Me dirá que todo esto no lo hace por dinero, sino por puro amor a la profesión, pero yo me
pregunto qué diría si ahora mismo le contara que mi único verdadero problema es que no
tengo ni un centavo para pagarle... ¿Ah, verdad? Tranquilícese: no se altere ni se levante de
su silla. Si quiere que le enseñe mi cartera, comprobará que está repleta de billetes, y más
de uno va a irse con usted. Pero antes tiene que escucharme hablarle de su madre, su dinero
y su vida, asuntos que podrían no ser de mi incumbencia si no hubiera escogido usted una
carrera que lo obliga a tratar de comprenderme. Pongamos el asunto bien clarito: usted
tiene problemas de dinero y yo los tengo de personalidad; bastará con cambiar unos por
otros. Entonces, por favor, no me interrumpa. Supongo que en las aulas de la Facultad le
habrán enseñado algo sobre los riesgos que supone quitarle la palabra a un desequilibrado.

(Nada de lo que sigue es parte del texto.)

PR #851, opened 2019-03-28
Staging fixes

broder:


psd-web/app/models/team.rb
```diff
@@ -26,12 +26,7 @@ def add_user(user_id)
   end
 
   def self.all(options = {})
-    begin
-      self.data = Shared::Web::KeycloakClient.instance.all_teams
-    rescue StandardError => error
```
broder: @tom-bell-softwire, can you remember why we were swallowing these errors?

tom-bell-softwire: No... at a guess, it might have been to handle the issue where the initial request on startup fails, but more likely it was just a first approach to guard against any problems with getting Keycloak permissions working properly.

tom-bell-softwire: If this fails, does the whole service fall over (I can't remember if `User.all` is used when setting/getting `current_user`)?

shared-web/app/models/shared/web/user.rb
```diff
@@ -14,12 +14,7 @@ def self.find_or_create(user)
       end
 
       def self.all(options = {})
-        begin
-          self.data = Shared::Web::KeycloakClient.instance.all_users
-        rescue StandardError => error
-          Rails.logger.error "Failed to fetch users from Keycloak: #{error.message}"
-          self.data = nil
-        end
+        self.data = Shared::Web::KeycloakClient.instance.all_users
```
tom-bell-softwire: If this fails, does the whole service fall over (I can't remember if `User.all` is used when setting/getting `current_user`)?

broder: `current_user` is populated from the keycloak token, I think. Either way, I think we maybe want things to fall over? It certainly results in some weird functionality on PSD.

jasiekmiko: setting `User.current` does a `find_or_create`, so shouldn't be problematic in of itself, but agreed that without users loaded, PSD is pretty dead. If that's not so on cosmetics, i suggest we put something along the lines of `begin super rescue ...` in cosmetic's `User.all`?

psd-web/app/models/team.rb
broder: One of the things it was doing, was preventing the asset compilation failing because it can't reach keycloak 🤦 I've reverted it for now...

PR #855, opened 2019-03-28
PSD-1121 MVP design snags

jasiekmiko:
Commit-by-commit probably easiest.

Already updated the email template to not use `name`


psd-web/app/jobs/send_alert_job.rb
```diff
@@ -1,9 +1,8 @@
 class SendAlertJob < ApplicationJob
-  def perform(recipients_details, email_subject, email_body)
-    recipients_details.each do |details|
+  def perform(addresses, email_subject, email_body)
```
broder: `email_addresses` or `emails` just to be 100% clear?

psd-web/config/locales/en.yml
```diff
@@ -100,3 +100,10 @@ en:
             date_decided:
               invalid: "Enter a real date when the corrective action was decided"
               date_missing_component: "Enter the date the corrective action was decided and include a day, month and year"
+        alert:
+          attributes:
+            summary:
+              required: "Enter an alert subject"
```
kicferk1: Rails uses locales to try and compose nicer error messages? Cool 👍

psd-web/app/mailers/notify_mailer.rb
```diff
@@ -21,12 +21,11 @@ def investigation_updated(investigation_pretty_id, name, email, update_text, sub
     mail(to: email)
   end
 
-  def alert(name, email, email_text, subject_text)
+  def alert(email, email_text, subject_text)
```
kicferk1: It feels weird to have different order of `email_text` and `subject_text` here than in `SendAlertJob`, especially since they have 3 different names between model, job and mailer. Perhaps we could pass them as hashes to make it more readable?

psd-web/config/locales/en.yml
jasiekmiko: Yeah! I've found this to be a much cleaner way of setting those messages, as well as a more flexible one (see, e.g., how [this one](https://github.com/UKGovernmentBEIS/beis-mspsds/blob/d5116df14f3ec3292f16c0ef0c4d193353903b7f/psd-web/config/locales/en.yml#L70) sets it for all email addresses, not just on specific models!)
Moving all of our text to locale files would perhaps not be the right goal right now, but I think we it's definitely an appealing direction, and error messages feel like a good start :)

psd-web/app/mailers/notify_mailer.rb
kicferk1: A lot easier to follow :)

PR #864, opened 2019-03-29
PSD-1150: Fix crash when investigation has multiple correspondence types

broder:
## Description
This was breaking search if an investigation had multiple correspondence types. As we could be calling `include?` on `nil` (e,g, when trying to get `email_subject` on a phone call)

## Checklist:


jasiekmiko:
Does this fix PSD-11150?

broder:
@jasiekmiko, yes

PR #235, opened 2016-03-07
Keep only Gemfile, not Gemfile.lock

mdlincoln:
Ruby's bundler gem generates Gemfile.lock based on Gemfile, so the former should not be tracked by git. (sorry for so many issues on this! I think this should resolve everything)


wcaleb:
Thanks!

PR #254, opened 2016-05-27
Removed dated ombudsperson reference

amandavisconti:
Removed reference to Miriam Posner as a current ombudsperson.


fredgibbs:
thanks for the catch!

PR #260, opened 2016-06-13
Added difficulty metadata (1)

amandavisconti:
Added the difficulty data to the front matter. I set this lesson as a 1 because it doesn't assume prior knowledge.


ianmilligan1:
Sounds great, @amandavisconti – makes sense to me.

PR #263, opened 2016-07-08
Updated my bio/interests/team:true

amandavisconti:
Hm, updating this page routed me to a pull request. Is that the norm (so the rest of the team knows when a change is being made to the live site), or should I have permission to commit directly?


acrymble:
Maybe caleb hasn't given you permission?

ianmilligan1:
I just sent you an invite to join the team, @amandavisconti – should be in your inbox! 😄

Issue #289, opened 2016-09-09
Broken links in Sparql lesson


bmschmidt:
There are at least two broken links in the graph-databases-and-SPARQL.md lesson. One is to http://rdf.myexperiment.org/howtosparql? at the end. More critically, the page linked under 'Europeana's' in the following quote leads to a blank page, making it hard to follow along.

---

Up until now, we have constructed queries that look for patterns in one dataset
alone. In the ideal world envisioned by Linked Open Data advocates, multiple
databases can be interlinked to allow very complex queries dependent on
knowledge present in different locations. However, this is easier said than
done, and many endpoints (the BM's included) do not yet reference outside
authorities.

One endpoint that does, however, is
[Europeana's](http://europeana.ontotext.com/sparql). They have created links
between the objects in their database and records about individuals in
[DBPedia](http://wiki.dbpedia.org/) and [VIAF](https://viaf.org/), places in
[GeoNames](http://sws.geonames.org/), and concepts in the Getty Art &
Architecture thesaurus. SPARQL allows you to insert `SERVICE` statements that
instruct the database to "phone a friend" and run a portion of the query on
an outside dataset, using the results to complete the query on the local
dataset. While this lesson will go into the data models in Europeana and DBpedia in depth, the following query illustrates how a `SELECT` statement works. You may run it yourself by copying and pasting the query text into the [Europeana endpoint](http://europeana.ontotext.com/sparql).

mdlincoln:
Thanks for submitting this.
1. I would probably just remove http://rdf.myexperiment.org/howtosparql
2. This is _sigh_ a more serious issue. It looks like Europeana is no longer supporting the SPARQL endpoint, at least not in the form it was in when I wrote the lesson:
   ![screen shot 2016-09-11 at 7 33 46 pm](https://cloud.githubusercontent.com/assets/4392604/18423438/e734cf64-7859-11e6-80c9-0307d0261d0e.png)
   I'm reaching out to Europeana Labs to check on the story behind the endpoint, but it _was_ a "beta" service, and so may truly be down for good. If this is so, I'd suggest adding some type of notice at this point in the lesson that the service has been deprecated. It might even be a good space to point out one of the common weaknesses of "linked open data" services...

Any thoughts, editors?

acrymble:
Thanks for flagging @bmschmidt. Let us know how Europeana responds @mdlincoln. That's the best first approach.

mdlincoln:
[...]

PR #290, opened 2016-09-12
Sparql link 404

mdlincoln:
Addresses #289 
1. Replaces a broken link to a SPARQL tutorial in the "Further Reading" section with a link to the W3C overview of SPARQL (which is actually a better place for more in-depth study, anyway!)
2. Adds a note to the "Linking multiple SPARQL endpoints" section explaining that the Europeana endpoint is down as of 2016-09-12 until further notice (pending new info from the folks at Europeana Labs)

@wcaleb I bolded the advisory note, but if there's some other class baked into the PH CSS that would be better to use for this deprecation note, please let me know / edit the PR

### DIFF
--- a/lessons/graph-databases-and-SPARQL.md
+++ b/lessons/graph-databases-and-SPARQL.md
@@ -462,7 +462,7 @@ ORDER BY DESC(?n)
 
 ## Linking multiple SPARQL endpoints
 
-**2016-09-12: Unfortunately, Europeana has suspended their SPARQL endpoint until further notice, so the links in the following section are no longer operative.**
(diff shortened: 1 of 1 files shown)


wcaleb:
There is a `deprecated: true` flag that [produces this message at the top](https://github.com/programminghistorian/jekyll/blob/gh-pages/_layouts/default.html#L35), but I don't know if it would be appropriate in this case. I think on some other recent lessons @acrymble has written a more descriptive message like the one that you have in this PR. Thoughts?

mdlincoln:
Agreed, I would not use the `deprecated` flag because it is inappropriate. If you're fine with just a boldface message at the start of the affected section, then we're all set. I suppose you could make it red or something, too?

Le he dejado bien claro que traigo la cartera bullendo de billetes, aunque tal vez también
quiera saber que mi cuenta bancaria luce aún más robusta y saludable: está usted
atendiendo a un desequilibrado paradójicamente funcional, un enfermo apegado a la buena
vida. Y ya que hablamos de eso, he de decirle que si yo fuera usted ya habría retapizado
este diván inmundo que en nada ayuda a la autoestima del paciente. ¿Se ha recostado en él,
últimamente? ¿Sabe lo que es tratar asuntos de por sí ásperos y espinosos en un mueble que
hiede a decadencia? Por no hablar del estado general del consultorio, que a gritos pide una
renovación total. Esas dos lamparitas, por ejemplo, están para llorar, y supongo que ya
bastante le lloran sus pacientes para que usted les saque lágrimas de más. O todavía peor,
para que cualquier tarde termine haciéndoles segunda: tan freudiano y tan chillón.

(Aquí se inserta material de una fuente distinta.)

PR #298, opened 2016-10-06
Had to add just one space to fix another broken heading

jjon:
Sorry all, there was still just one broken heading so this pull is to add just a single space character; geez! Is it the markdown parser in jekyll that's so picky?

### DIFF
--- a/lessons/generating-an-ordered-data-set-from-an-OCR-text-file.md
+++ b/lessons/generating-an-ordered-data-set-from-an-OCR-text-file.md
@@ -612,7 +612,7 @@ As before, run this script repeatedly, correcting your input file manually as yo
 Our text file still has lots of OCR errors in it, but we have now gone through it and found and corrected all the specific metadata bits that we want in our ordered data set. Now we can use our corrected text file to build a Python dictionary.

Mirémoslo con calma. El problema podría ser que usted, doctor, no tiene el capital
indispensable para invertir en tan urgentes mejorías, y eso querría decir que su futuro
depende íntegramente de nosotros, los desequilibrados que venimos a verlo. También
podría pasar, y esto es lo que yo creo, que usted tiene el dinero, pero le cuesta decidirse a
gastarlo, y ello me lleva a suponer que su querida madrecita le inculcó tanto el hábito del
ahorro que ahora es incapaz de distinguir entre inversión y derroche. ¿Qué se hace en estos
casos, doctor? No me lo diga; apúntelo. Acuérdese que mientras dure esta consulta mis
problemas y los suyos tenderán fatalmente a confundirse.

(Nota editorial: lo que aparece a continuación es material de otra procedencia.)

PR #349, opened 2017-02-27
Fixing Broken Link

bmschmidt:
The HathiTrust lesson appears to contain a broken file link. This one I change it to seems to be correct, although there are actually two files in the `listings` directory when you rsync it, and it's possible the authors might prefer the older one (full-listing.txt, from November).

Apologies if this is a double submit: I thought I sent this a couple weeks ago, but now think I must have just filed a pull request on my own fork, not the main site.


ianmilligan1:
Great catch, thanks Ben! Tested and verified. I'll merge, but ping @organisciak too.

Issue #370, opened 2017-03-05
"Editor" in yaml instead of under 'Reviewer'


acrymble:
As per #340 - @wcaleb has suggested converting all editors listed as reviewers to 'editor' instead. This ticket is to identify the offending lessons and start revising.

acrymble:
The following files need the editor pulled out from amongst the reviewers:

- [x] https://github.com/programminghistorian/jekyll/blob/gh-pages/lessons/applied-archival-downloading-with-wget.md
- [x] https://github.com/programminghistorian/jekyll/blob/gh-pages/lessons/automated-downloading-with-wget.md
- [x] https://github.com/programminghistorian/jekyll/blob/gh-pages/lessons/building-static-sites-with-jekyll-github-pages.md
- [x] https://github.com/programminghistorian/jekyll/blob/gh-pages/lessons/cleaning-data-with-openrefine.md
- [x] https://github.com/programminghistorian/jekyll/blob/gh-pages/lessons/cleaning-ocrd-text-with-regular-expressions.md
- [x] https://github.com/programminghistorian/jekyll/blob/gh-pages/lessons/code-reuse-and-modularity.md
- [x] https://github.com/programminghistorian/jekyll/blob/gh-pages/lessons/corpus-analysis-with-antconc.md
- [x] https://github.com/programminghistorian/jekyll/blob/gh-pages/lessons/counting-frequencies-from-zotero-items.md
- [x] https://github.com/programminghistorian/jekyll/blob/gh-pages/lessons/counting-frequencies.md
- [x] https://github.com/programminghistorian/jekyll/blob/gh-pages/lessons/creating-an-omeka-exhibit.md
- [x] https://github.com/programminghistorian/jekyll/blob/gh-pages/lessons/creating-and-viewing-html-files-with-python.md
- [x] https://github.com/programminghistorian/jekyll/blob/gh-pages/lessons/creating-network-diagrams-from-historical-sources.md
- [x] https://github.com/programminghistorian/jekyll/blob/gh-pages/lessons/creating-new-items-in-zotero.md
- [x] https://github.com/programminghistorian/jekyll/blob/gh-pages/lessons/data-mining-the-internet-archive.md
- [x] https://github.com/programminghistorian/jekyll/blob/gh-pages/lessons/downloading-multiple-records-using-query-strings.md
- [x] https://github.com/programminghistorian/jekyll/blob/gh-pages/lessons/extracting-keywords.md
[...]

PR #382, opened 2017-03-10
List all reviewers/editors/translators

mdlincoln:
Uses some liquid workarounds to address #370


wcaleb:
Cool! I didn't know about array_to_sentence_string. Thanks! Merging.

Issue #414, opened 2017-04-27
evaluation of ongoing design work


fredgibbs:
I'm creating a ticket for a dedicated thread to identify and discuss issues with the new css/layout/design work i've been doing at http://fredgibbs.net/jekyll/.

In particular, there is one code issue that needs to be evaluated. I have coded the nav bar to get language info from https://github.com/fredgibbs/jekyll/blob/gh-pages/_data/snippets.yml. i think this is the cleanest way to maintain translations that appear in include files, but others, esp @wcaleb and @mdlincoln should double check that this approach makes sense. If it's OK, then we will probably need the topics.yml file to be organized (and translated) in a similar way so the spanish lessons page will work like the new english one from @amandavisconti.

I have edited many of our instruction pages to streamline the prose--cumulative editing over many years has resulted quite verbose instructions! I haven't changed (at least on purpose) any workflows or policies. The biggest change was that I removed a bunch of the generic markdown instructions from the author-guidelines page since we have a tutorial on that now. Our site specific stuff is still there of course. 

Looking forward to hearing your suggestions!

mdlincoln:
Thanks @fredgibbs - I'll take a look this weekend.

acrymble:
Really love your new work here @fredgibbs .

I havn't had a chance to go through it all yet. But a few quick comments:

- [x] will your changes to the text be easy for the Spanish team to incorporate without re-translating everything?
- [x] On front page (http://fredgibbs.net/jekyll/) I find the blue and teal band too similar in colour to link colours.
- [x] re: footer. The ISSN number has been removed. This seems like the least obtrusive place to put it (though I also think that should be in the new 'about' page somewhere). I'm not sure it's relevant that we're hosted in Github. And 'See Change History' seems a bit jargony. Will enough people understand that?
- [x] On about page, the 'Editorial Board of the Programming Historian' has been removed. I appreciate you might not like that term, but there are times when we need to fill in forms that require a name of a publisher (eg, when submitting material to the British Library). I think it's a good idea to encourage consistency in that.
- [x] wondering how we can make the Spanish link more obvious without being obtrusive.

Overall, very great stuff in my opinion.

amandavisconti:
This looks amazing! I've been out moving between states and starting a new job this month, but I'll wrap up the dangling pieces of my lesson page work before the May call and let Fred know when they're ready for incorporation.

jerielizabeth:
[...]

Issue #398, opened 2017-03-27
Should published lessons be moved from 'submissions' site


acrymble:
Issue was raised over email to editorial board. Will the github submissions repository get too cluttered if we don't move completed lessons? 

How do we ensure moved lessons still work (internal links, link to github review tickets).

How can we ensure any extra work doesn't outweigh any extra benefit to moving?

wcaleb:
I suggest we put them in a "published" folder and edit the YAML to include a `redirect_from` the original URL (without `published` in the path) so that the live previews mentioned in review tickets still work.

mdlincoln:
I second moving them to a dedicated folder. This would also let them be excluded from html-proofer checks (which should eventually be added to ph-submissions like they have been to the live site).

ianmilligan1:
Thirded (?).

wcaleb:
I've run into a bit of a problem here. If I move a published lesson into a new folder on the `ph-submissions` repo, then we lose the whole commit history for the file. (Unfortunately, this means we've already lost the commit history for [the lesson that I have test moved](https://github.com/programminghistorian/ph-submissions/tree/gh-pages/lessons/published).

This raises two questions, probably for @mdlincoln:

1. Is it somehow possible for me to restore the repo such that the commit history for that file can be restored? (Quick glance at Stackoverflow suggests [the answer may be no](https://stackoverflow.com/questions/2314652/is-it-possible-to-move-rename-files-in-git-and-maintain-their-history).)
2. Is it important for us to keep the commit histories? My recollection is that we thought it was, as a way of documenting the whole revision and review process. Otherwise, there's no real reason to keep the published lessons in the ph-submissions repo at all, unless people want to come back and study the changes that were made in response to reviewer suggestions.

TL;DR - If commit history is important to us, then our plan to move published lessons into their own subfolder may have a fatal flaw.

mdlincoln:
You're right that git has rather lossy behavior for tracking moved/renamed files. The file history will be less visible on GitHub, because it uses the basic `git log` function. Someone running `git log --follow` on the other hand, can still access the full change history. I did that just now, and can see the full change history even after you moved the file. So, it's still accessible, but you need to use the command line. **That is definitely a high barrier!** But then again, for the (low?) numbers of people going through old revisions, that may be an acceptable barrier.

[...]

PR #425, opened 2017-05-08
Add instructions on Travis link checking to editorial workflow

mdlincoln:
Now that we have Travis CI running constant checks of internal and external links, it will begin catching typos on newly published lessons as soon as editors commit them to the main repository. I think it would be a help for editors to check for build errors as part of their final publishing workflow, since it has happened that URL typos in new lessons and in translations have led to some broken links making their way online.

I hope this doesn't read as an onerous addition. I added some screenshots, since navigating the Travis CI build results can be intimidating your first time around. In most cases, the tests ought to pass fine, and editors will not even need to pull up the Travis site.


mdlincoln:
FYI @jerielizabeth I just tagged you since I knew you have been working on editor workflow management - but I'm glad for comments from anyone!

acrymble:
this should be done on the submissions repo, no? Before the files get moved?

Will this also catch missing elements from the YAML?

The editorial checklist is getting rather long. I wonder if we don't need someone to act as a typesetter as distinct from editor? I imagine it would iron out some inconsistencies and reduce the burden on editors.

mdlincoln:
Good questions.

1. We could add Travis CI checking to the submissions repo as well. However, #398 needs to be finished (cc @wcaleb), so that old submissions are not constantly re-checked.
2. It will only catch formal errors in the YAML (aka someone put in an illegal quote mark), not semantic errors like leaving out a field. We could probably add an additional routine to the Travis script to check for required YAML fields, but I'd want to scope out how much work that would involve.

wcaleb:
I need to get on #398, thanks for the reminder. I would be willing to serve in the "typesetter" kind of role if we end up going in that direction. At this point scrubbing Markdown, fixing errors and the like is one of the main things I do already.

mdlincoln:
Ditto on scrubbing/tidying the text and code in this repo - I'm already doing a lot of that as well and am happy to continue.

I do think it's important for editors to be aware of these tests at the time of publishing, because it's often easier and more appropriate for editors to fix bad links at that stage in the process. They will be familiar with the lesson text and the intent/context of a link, and have closer contact with the author, and thus be in a better position to repair mistakes intelligently.

Thus, I think a "typesetter" should, in this case, be reactive, helping to catch any mistakes the editor didn't/can't fix, rather than having to assume responsibility for _all lesson metadata and formatting_. I feel like the latter would just devolve into me pinging an editor with a dozen queries for things that the editor could have just filled out in the first place - duplicating effort, rather than reducing it.

editor-guidelines.md
```diff
@@ -198,6 +198,47 @@ Upload the original image to the [gallery/originals](https://github.com/programm
...
+
+We run these builds primarily to check that URLs that _once_ were functional are _still_ functional, as often times external web pages are moved to new addresses, or are no longer live.
+They are also an excellent way to catch small typos that may have evaded authors, editors, and reviewers.
+The status of these tests (often called a "Build Status" on Travis CI and on GitHub) can be seen by navigating to the [programminghistorian repository page][ph_repo], and clicking "Commits" on the upper left side of the code menu.
+
+![GitHub commit menu location](images/editor-guidelines/gh_commits_location_screen.png)
+
+This will show you the list of every change made to the main repository, along with a status icon:
+
+- Green check mark: you're good to go! All the links on the page were checked and found valid. **You may skip the rest of this section.**
```
jerielizabeth: Quick thought: what about an internal link to the end of the section inside the "You may skip the rest of this section"?

jerielizabeth (commented):
I think it looks great! Just the one suggestion for ease of navigation for editors with error-free commits.

jerielizabeth:
If it's not too much work, I think having Travis check the required YAML fields would be useful. There are quite a few details to keep track of and I think the automated check would be the most reliable way to verify that we are all using the same fields (as opposed to another human reader.)

editor-guidelines.md
mdlincoln: good call! Will add.

mdlincoln:
Alright, I'll look in to developing some YAML check to add in to this script. I wouldn't really implement and deploy it, though, until #414 is finished and merged, since there may be some YAML changes because of that. I'll open a new to-do issue for that, but hold off work until the design changes are merged.

mdlincoln:
Flagging spanish language team for translation @arojascastro, @mariajoafana,
@vgayolrs

arojascastro:
Hello @mdlincoln  @jerielizabeth I am sorry, but I cannot figure out what changes need to be done in our guidelines for editors. I cannot find your changes here http://programminghistorian.org/editor-guidelines  

I know that I can see the changes you made in this pull request, but I would like to check the whole page first of all to find where they should go - it is not easy to find the exact sentence or section when dealing with translations because my departure point is the English text.

mdlincoln:
@arojascastro You are right, the "changes" view is limited. This link https://github.com/programminghistorian/jekyll/blob/c1636fd17fa5c3f44bffa70a84011e1db1afa4c9/editor-guidelines.md should show the entire file.

You can navigate to that link for any Pull Request by clicking on the "View" button in the "Files Changed" tab:

screen shot 2017-05-27 at 9 26 08 am

mdlincoln:
On hold until after redesign branch is merged, as there will need to be a few updates to the English text, and translation should happen on the new version of the Spanish editor guidelines page.

PR #439, opened 2017-05-20
Custom 404 page

mdlincoln:
Right now, if someone navigates to a bad link on our page, they get the default GitHub Pages 404 page:

<http://programminghistorian.org/nopagehere>

This PR creates a PH-specific 404 page, so that when a visitor hits a nonexistent link on our domain, they'll still see our banner, an apology, and a prompt to submit an issue if they think there's a problem.

screen shot 2017-05-20 at 4 17 46 pm

Most importantly, this page will also get tracked by Google Analytics, so we can monitor what URLs people are trying to use to get to our site, and add redirects as needed.

Does everyone like the banner image? Some alternatives include:

- https://www.flickr.com/photos/britishlibrary/11264668164/ (humorous)
- https://www.flickr.com/photos/britishlibrary/11223540985/ (extinction)
- https://www.flickr.com/photos/britishlibrary/11089149033/ (ruins)


ianmilligan1:
I _love_ it! Great picture choice, and great idea.

acrymble:
I like it, but the term 'issue' is jargon.

wcaleb:
Also might want to grayscale the image so it looks like the lesson gallery images and fits better with new design.

ianmilligan1:
Why not just "please let us know if you think there ought to be something here," with a link to http://programminghistorian.org/contribute. 

Although to be honest I don't think issue is too much jargon in this context.

mdlincoln:
@acrymble I think you are right that "issue" might be a bit jargony. However I think sending someone to the "Contribute" page would just be confusing. I got a bad link... and now I need to volunteer as a peer reviewer? I'll revise the language to something like "send us a message"

Also, for what it's worth, [no one will click on that link, anyway](https://blog.codinghorror.com/creating-user-friendly-404-pages/). The best use of the page will be collecting those bad links via Google Analytics, and helping fix those that we can.

PR #484, opened 2017-06-19
Add Sonic Word Clouds Blog Post

walshbr:
This blog post should be all ready to go, but I thought it made sense to wait until the design updates had been merged in just in case something wonky. I'll go ahead and merge in once those updates are squared away (and update the date of the post so that it's not backdated).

No dudo que a esta hora tenga suficientes elementos para concluir que soy un caso grave, y
por lo tanto necesito de tratamiento intensivo. Es decir, que por no sé cuántos años debo
venir a visitarlo y escuchar sus sesudas ocurrencias. Lo cual eventualmente me llevaría a
transferir una cierta porción de mi cuenta bancaria hacia la suya, sin que por ello mejorara
la autoestima de mi pobre madre, que año con año seguiría culpándose por haber educado a
un coleccionista de traumas.

De modo que volvemos al principio: si yo accediera a hablarle de mi madre, lo probable


sería que usted se empeñara en hallar una solución a mi problema, pero lo único seguro es
que resolvería sólo el suyo. Por el contrario, desde que comencé a expresarme sobre su
madre, me he sentido tan bien que de pronto me cuesta comprender qué estoy haciendo
aquí. Creo que su señora madre tiene mucha razón: es usted digno del mayor prestigio, aun
con esos problemillas apremiantes. Y ahora, si no le importa, me retiro. Espero me disculpe
por no quedarme a oír sus atinados comentarios, pero creo que será más que suficiente con
pagarle completa la consulta. Una vez más, perdone que me vaya, pero no sabe cuánto me
desespera escuchar la opinión de gente con problemas. Qué quiere que le diga, me deprimo.